Goal of the exercise:
Whichever lines of the entries hold the word "sslFactoryBuilder" should be identified and copied.

Exercise materials:
PR #539, opened 2023-12-01
feat(database): Support total Prisma migration

akash1810:
Support the scenario where a database migration has gone wrong, wrong enough that we've deleted the `_prisma_migrations` table.

There are now two new commands:
  1. `npm -w repocop run migrate:code:from-start`
  2. `npm -w repocop run migrate:prod:from-start`

When used, these scripts will first perform a [baseline migration](https://www.prisma.io/docs/guides/migrate/developing-with-prisma-migrate/add-prisma-migrate-to-a-project#baseline-your-production-environment) to avoid data loss. The remaining migrations will then be applied as normal.

To enable this, the existing migrations have been edited to allow them to be infinitely replayed. This just means `IF EXISTS` has been added.

Note, updating previous migration scripts changes the file's checksum. As the checksum is a column in the `_prisma_migrations` table, we'd need to perform `npm -w repocop run migrate:prod:from-start` on PROD upon merge.

## How has it been verified?
I've successfully run `npm -w repocop run migrate:code:from-start` on CODE multiple times.


packages/common/prisma/migrations/20230907105726_create_table_repocop_github_repository_rules/migration.sql
```diff
@@ -1,3 +1,5 @@
+DROP TABLE IF EXISTS repocop_github_repository_rules;
```
AshCorr, line 1: Why is this table in particular dropped?

AshCorr (approved):
I feel like "total prisma migration" sounds way too cool for what its actually doing

packages/common/prisma/migrations/20230928080813_guardian_non_p_and_e_github_teams/migration.sql
```diff
@@ -1,3 +1,5 @@
+DROP TABLE IF EXISTS guardian_non_p_and_e_github_teams;
```
AshCorr, line 1: and this table too? is there a chance someone might manually add a value to this table which will be lost if we do a total migration?

akash1810:
Confirming that I've applied this to PROD this morning using:

```sh
npm -w repocop run migrate:prod:from-start
```

PR #527, opened 2023-11-17
Even lazier plugins

apaleslimghost:
instead of plugins having a single entry point and doing `pluginModule.tasks[taskName]` when we just need a single thing, have plugins declare what the entry points for tasks and hooks are in their `.toolkitrc.yml`, and just import that. 

can't test this fully yet as i deleted all the hooks but it does at least correctly load tasks.

- [x] get the tests passing (or at least skip them)


cerdfied (approved):
nice! makes sense to me 👍

core/cli/bin/run
```diff
@@ -15,6 +15,9 @@ async function main() {
     } else if (argv.listPlugins) {
       const { listPlugins } = require('../lib')
       await listPlugins(rootLogger)
+    } else if (argv.printConfig) {
+      const { printConfig } = require('../lib')
+      await printConfig(rootLogger)
```
ivomurrell, line 20: **praise**: yeeees

core/cli/test/plugin.test.ts
ivomurrell, line 1: **thought**: maybe we should make a test ensuring `.toolkitrc.yml`s are well-formed instead?

ivomurrell (approved):

PR #532, opened 2023-11-21
move conflict types and handlers to types package

apaleslimghost:


lib/types/src/conflict.ts
```diff
@@ -1,4 +1,4 @@
-import type { Plugin } from '@dotcom-tool-kit/types'
+import type { Plugin } from './'
```
ivomurrell, line 1: **nitpick**: I hate this

```suggestion
import type { Plugin } from './index'
```

core/cli/src/plugin.ts
```diff
@@ -13,7 +13,7 @@ import {
 import resolveFrom from 'resolve-from'
 import type { Logger } from 'winston'
 import { EntryPoint, PluginOptions, RawConfig, ValidPluginsConfig } from './config'
-import { Conflict, isConflict } from './conflict'
+import { Conflict, isConflict } from '@dotcom-tool-kit/types/src/conflict'
```
joelcarr, line 16: **question:** do we want to import from a compiled version of the file rather than from `src`?

lib/types/src/conflict.ts
joelcarr: Please could you elaborate @ivomurrell?

ivomurrell: I don't think it's particularly readable

ivomurrell: I thought it was self-evidently unreadable. If people disagree I'm fine to keep it as it's just a nitpick

joelcarr: I do prefer to be verbose and prefer the change you have suggested. @apaleslimghost are you okay with committing the requested change?

ivomurrell (approved):

PR #549, opened 2023-12-04
Clear config cache to avoid repeated conflict errors during installation in migration script

ivomurrell:
# Description

The cosmiconfig cache has been a [thorn in the side](https://github.com/Financial-Times/dotcom-tool-kit/commit/6d032f4ecae5c532aa08b5105df08339d5636cd1) of the migration script for a while. In this case, we need to clear the cache again after fixing conflicting tasks, as otherwise the explicit ordering of tasks added to the `.toolkitrc.yml` is not picked up. 

# Checklist:


apaleslimghost (approved):
doh, good find

PR #550, opened 2023-12-04
refactor Validated to use chainable methods not nested function calls

apaleslimghost:
easier to read imo


ivomurrell (approved):
much more readable!

PR #554, opened 2023-12-15
CPP-1505 Add option in migration script to add .toolkitstate directory to gitignore

ivomurrell:
# Description

We don't want people committing the `.toolkitstate` directory, so let's add make sure it's ignored by git in the migration script. 

# Checklist:

### DIFF
--- a/core/create/src/prompts/main.ts
+++ b/core/create/src/prompts/main.ts
@@ -1,10 +1,16 @@
 import { styles } from '@dotcom-tool-kit/logger'
 import type { PackageJson } from 'type-fest'
-import { existsSync } from 'fs'
+import { existsSync, promises as fs } from 'fs'
 import prompt from 'prompts'
 import { BizOpsSystem } from '../bizOps'
 
-type PromptNames = 'preset' | 'additional' | 'addEslintConfig' | 'deleteConfig' | 'uninstall'
+type PromptNames =
+  | 'preset'
+  | 'additional'
+  | 'addEslintConfig'
+  | 'deleteConfig'
+  | 'ignoreToolKitState'
+  | 'uninstall'
 
 export interface MainParams {
   bizOpsSystem?: BizOpsSystem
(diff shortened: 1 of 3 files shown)


core/create/src/prompts/main.ts
```diff
@@ -99,6 +113,16 @@ export default async ({
...
+      {
+        name: 'ignoreToolKitState',
+        type: missingStateInGitignore ? 'confirm' : null,
+        initial: true,
+        message: `Would you like the ${styles.filepath(
+          '.toolkitstate/'
+        )} directory to be added to your ${styles.filepath(
+          '.gitignore'
+        )}? Tool Kit stores some state files that shouldn't be committed to your repository.`
+      },
```
joelcarr, line 125: **opinion:** I believe we shouldn't give the option and perform this step regardless.

cerdfied: in what cases would we want to commit this directory?

ivomurrell: > I believe we shouldn't give the option and perform this step regardless.

The script intentionally doesn't do anything without asking the user first – I believe this makes it easier to trust as well as understand what we're changing.

> in what cases would we want to commit this directory?

None that we support but the worst that will happen is constant churn in the git history with the state changing whenever someone runs Tool Kit and commits it afterwards. Sensitive data is never stored in the state.

joelcarr: As we don't support the use-cases to commit the state data, we shouldn't make it seem like we do by offering the option. Offering the option will mean the question "why would I like to store `.toolkitstate/`?" will be raised. If we are giving the option, we have to have an answer to this question.

ivomurrell: We also don't support using your old CircleCI config with a Tool Kit project, nor having n-gage installed in the same project, or installing both Mocha and Jest in the same project, but the script allows you to opt into all of those options too. Perhaps we should change the script to be more authoritative and not provide prompts for anything we don't support (though I still think politely checking with the user leads to a more positive and empowering experience and that outweighs the costs) but regardless I think that's outside the scope of this PR.

joelcarr (approved):

PR #556, opened 2023-12-18
CPP-1776 Add option to remove ESLint config from gitignore

ivomurrell:
# Description

n-gage would copy a default ESLint config into your project but [only if `.eslintrc.js` was in your `.gitignore`](https://github.com/Financial-Times/n-gage/blob/1edbe16b1f49058b534c0bd117ce5bd0f17d13c2/src/tasks/install.mk#L55). This means that many n-gage projects don't have committed ESLint configuration. The Tool Kit migration script will set up our own recommended ESLint config (pulling in the settings from [eslint-config-next](https://github.com/Financial-Times/eslint-config-next)) but we should also make sure the config isn't also ignored by git.

# Checklist:

### DIFF
--- a/core/create/src/index.ts
+++ b/core/create/src/index.ts
@@ -55,7 +55,7 @@ function clearConfigCache() {
 async function executeMigration(
   deleteConfig: boolean,
   addEslintConfig: boolean,
-  ignoreToolKitState: boolean,
+  fixGitignore: boolean,
   configFile: string
 ): Promise<void> {
   for (const pkg of packagesToInstall) {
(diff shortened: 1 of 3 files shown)


core/create/src/prompts/main.ts
```diff
@@ -114,14 +101,12 @@ export default async ({
...
+        name: 'fixGitignore',
+        type: 'confirm',
         initial: true,
-        message: `Would you like the ${styles.filepath(
-          '.toolkitstate/'
-        )} directory to be added to your ${styles.filepath(
+        message: `Would you like your ${styles.filepath(
           '.gitignore'
-        )}? Tool Kit stores some state files that shouldn't be committed to your repository.`
+        )} to be updated? Tool Kit stores some state files that shouldn't be committed to your repository, whereas ESLint configuration can now be committed.`
```
apaleslimghost, line 109: **nitpick**: minor wording tweak for clarity

```suggestion
        )} to be updated? Tool Kit stores some state files that shouldn't be committed to your repository, whereas ESLint configuration should now be committed.`
```

apaleslimghost (approved):

core/create/src/index.ts
```diff
@@ -82,14 +82,29 @@ async function executeMigration(
       )
     : Promise.resolve()
 
+  const gitignorePath = '.gitignore'
+  const fixGitignoreAsync = async () => {
```
cerdfied, line 86: **nitpick:** maybe we want to include a comment here as to why we are doing this? I was trying to think of a way we could do that via naming but think it's a little more involved than that

ivomurrell: do you mean document what we are doing in this closure (editing the `.gitignore`) or why we're creating an async closure in the first place (so that we can wrap all this logic in one komatsu log)?

cerdfied: I mean the why!

cerdfied (approved):

PR #559, opened 2023-12-21
CPP-1832 add explicit init functions

apaleslimghost:
adds an `Init` class that plugins can point to from `.toolkitrc`. all init classes from all plugins are run on startup, when running `--install` and tasks.

this is intended for things like setting state variables from environment, like in CircleCI. we were previously doing this as side effects in plugin entrypoints, which doesn't work in a post `lazy-plugins`/`even-lazier-plugins` world.

yes ivo i know these classes could just be functions. by making them subclasses of `Base` we get all the version validation stuff for free, and also that's what `importEntryPoint` expects


core/cli/src/install.ts
```diff
@@ -112,11 +113,13 @@ export default async function installHooks(logger: Logger): Promise<ValidConfig>
     }
   }
 
+  await runInit(logger, config)
+
   const errors: Error[] = []
-  // group hooks without an installGroup separately so that their check()
-  // method runs independently
```
apaleslimghost, line 117: this comment got moved away from the thing it was commenting on at some point, so i've just moved it back

plugins/circleci/.toolkitrc.yml
```diff
@@ -1,2 +1,5 @@
 installs:
   CircleCiConfig: './lib/circleci-config'
+
+init:
+  - './lib/env-vars'
```
ivomurrell, line 5: **thought**: maybe the file should include `init` in its name (innit) to make its purpose clearer?

core/cli/src/tasks.ts
```diff
@@ -64,6 +65,7 @@ ${availableHooks}`
   }
 
   await checkInstall(logger, config)
+  await runInit(logger, config)
```
ivomurrell, line 68: **question**: why doesn't `runInit` run before `checkInstall`? initialisation logic would have implicitly run first previously as `checkInstall` loads the plugins

core/cli/src/init.ts
```diff
@@ -0,0 +1,23 @@
...
+import { importEntryPoint } from './plugin/entry-point'
+
+const loadInitEntrypoints = async (logger: Logger, config: ValidConfig): Promise<Validated<Init[]>> => {
+  const initClassResults = reduceValidated(
+    await Promise.all(
+      config.inits.map(async (entryPoint) => {
+        const hookResult = await importEntryPoint(Init, entryPoint)
+        return hookResult.map((initClass) => initClass as InitClass)
+      })
+    )
```
ivomurrell, line 12: **suggestion**: can be simplified by casting the `importEntryPoint` argument instead of mapping over the `Validated` result
```suggestion
    await Promise.all(config.inits.map((entryPoint) => importEntryPoint(Init as InitClass, entryPoint)))
```

ivomurrell (commented):
**question**: would it be possible to only initialise plugins that we're going to lazily load in a given Tool Kit invocation? would that be too complex? just seems a bit weird to _explicitly_ be running the CircleCI initialisation logic for every Tool Kit run even if I'm not worried about a performance impact...

core/cli/src/tasks.ts
apaleslimghost: good point!

apaleslimghost:
> would it be possible to only initialise plugins that we're going to lazily load in a given Tool Kit invocation?

because we're now lazily loading each Task/Hook individually, there's no concept of "plugins that we're going to lazily load". in this branch we do only init plugins that are included somewhere in a config, it's not that we're initialising _everything_ for _everyone_

ivomurrell (approved):

PR #566, opened 2024-01-05
[MAIN] fix: switch prettier to a peerDep of the plugin and support prettier 3

apaleslimghost:
backport of #565


apaleslimghost:
thwarted again by jest being Normal

PR #572, opened 2024-01-16
fix: look in config.commandTasks for defined commands, not config.hooks 😅

apaleslimghost:
oops

ig that just shows how long it is since i tried running it

### DIFF
--- a/core/cli/src/tasks.ts
+++ b/core/cli/src/tasks.ts
@@ -14,7 +14,6 @@ import { shouldDisableNativeFetch } from './fetch'
 import { runInit } from './init'
 
 type ErrorSummary = {
-  hook: string
   task: string
   error: Error
 }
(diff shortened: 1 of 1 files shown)


core/cli/src/tasks.ts
```diff
@@ -76,33 +75,33 @@ ${availableHooks}`
...
-          hook,
           task: id,
           error: error as Error
         })
       }
     }
 
     if (errors.length > 0) {
-      const error = new ToolKitError(`error running tasks for ${styles.hook(hook)}`)
+      const error = new ToolKitError(`error running tasks for ${styles.hook(command)}`)
```
ivomurrell, line 104: **thought**: we should define a new style for commands!

ivomurrell (approved):

PR #615, opened 2023-06-01
Fix test files generated in the middle of sources

damien-urruty-sonarsource:


damien-urruty-sonarsource:
While making sure that no test files were generated in the sources, I made the following changes:
* have reasonable default folders in the backend builder (storage root, user home). This simplifies tests as they don't have to care about the temp dirs
* improve the builder to let tests declare the storage when they declare a connection
* augment the backend impl with a test implementation to let tests access extra information
* have the telemetry test check the contents on disk (not using the production code to load it)

core/src/test/java/mediumtest/fixtures/SonarLintBackendFixture.java
```diff
@@ -242,7 +236,15 @@ public SonarLintBackendImpl build(FakeSonarLintClient client) {
       return sonarLintBackend;
     }
 
-    public SonarLintBackendImpl build() {
+    private static Path tempDirectory(String prefix) {
+      try {
+        return Files.createTempDirectory(prefix);
```
henryju, line 264: Will this folder be deleted after tests are run?

henryju (approved):
I have a doubt regarding the manual creation of the temp folder. Maybe we should change the SonarLintBackendFixture to a JUnit 5 Extension, so that it can use the tempfolder managed by JUnit?
Apart from that, LGTM.

core/src/test/java/mediumtest/fixtures/SonarLintBackendFixture.java
damien-urruty-sonarsource: yes, it's in the shutdown method of the `SonarLintTestBackend`.

Regarding using a JUnit 5 extension, I thought about it and there are 2 reasons why I did not move forward:
* this [issue](https://github.com/junit-team/junit5/issues/1786) suggests that an extension cannot rely on `@TempDir`. We would need to manually manage those files as described in the comments
* The backend usually has different parameters in each test, so the extension would have to be a wrapper around the creation of the backend builder, which would make things a bit more complicated

PR #617, opened 2023-06-02
Add a MutableTrustManager to save accepted certificates

henryju:


henryju:
@nquinquenel I will work on code quality next week, but I think you can already have a look at this part.

core/src/main/java/org/sonarsource/sonarlint/core/http/HttpClientManager.java
```diff
@@ -64,34 +60,14 @@ public class HttpClientManager {
...
-
-    var sonarlintTruststore = sonarlintUserHome.resolve("/ssl/truststore.jks");
-    if (Files.exists(sonarlintTruststore)) {
-      sslFactoryBuilder.withTrustMaterial(sonarlintTruststore, "changeit".toCharArray());
-    }
+      .withTrustMaterial(confirmingTrustManager)
+      .build();
     var asyncConnectionManager = PoolingAsyncClientConnectionManagerBuilder.create()
-      .setTlsStrategy(Apache5SslUtils.toTlsStrategy(sslFactoryBuilder.build()))
+      .setTlsStrategy(new DefaultClientTlsStrategy(sslFactory.getSslContext()))
```
nquinquenel, line 70: I'd suggest using
`new DefaultClientTlsStrategy(
                sslFactory.getSslContext(),
                sslFactory.getSslParameters().getProtocols(),
                sslFactory.getSslParameters().getCipherSuites(),
                SSLBufferMode.STATIC,
                sslFactory.getHostnameVerifier()
        )`
to fully use our sslFactory object parameters, and also to move from the default hostname verifier to the OkHttpClient one (copied and used by the library)

core/src/main/java/org/sonarsource/sonarlint/core/http/MutableTrustManager.java
```diff
@@ -0,0 +1,214 @@
...
+ * https://github.com/JetBrains/intellij-community/blob/f4fc17b0c44d38d65fb7ad47b968bed55c889609/platform/platform-api/src/com/intellij/util/net/ssl/ConfirmingTrustManager.java#L313
+ * 
+ */
+public final class MutableTrustManager implements X509TrustManager {
+
+  private static final X509Certificate[] NO_CERTIFICATES = new X509Certificate[0];
+
+  private static final SonarLintLogger LOG = SonarLintLogger.get();
+  private final Path myPath;
+  private final String myPassword;
```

Solution for this task:
-      sslFactoryBuilder.withTrustMaterial(sonarlintTruststore, "changeit".toCharArray());
-      .setTlsStrategy(Apache5SslUtils.toTlsStrategy(sslFactoryBuilder.build()))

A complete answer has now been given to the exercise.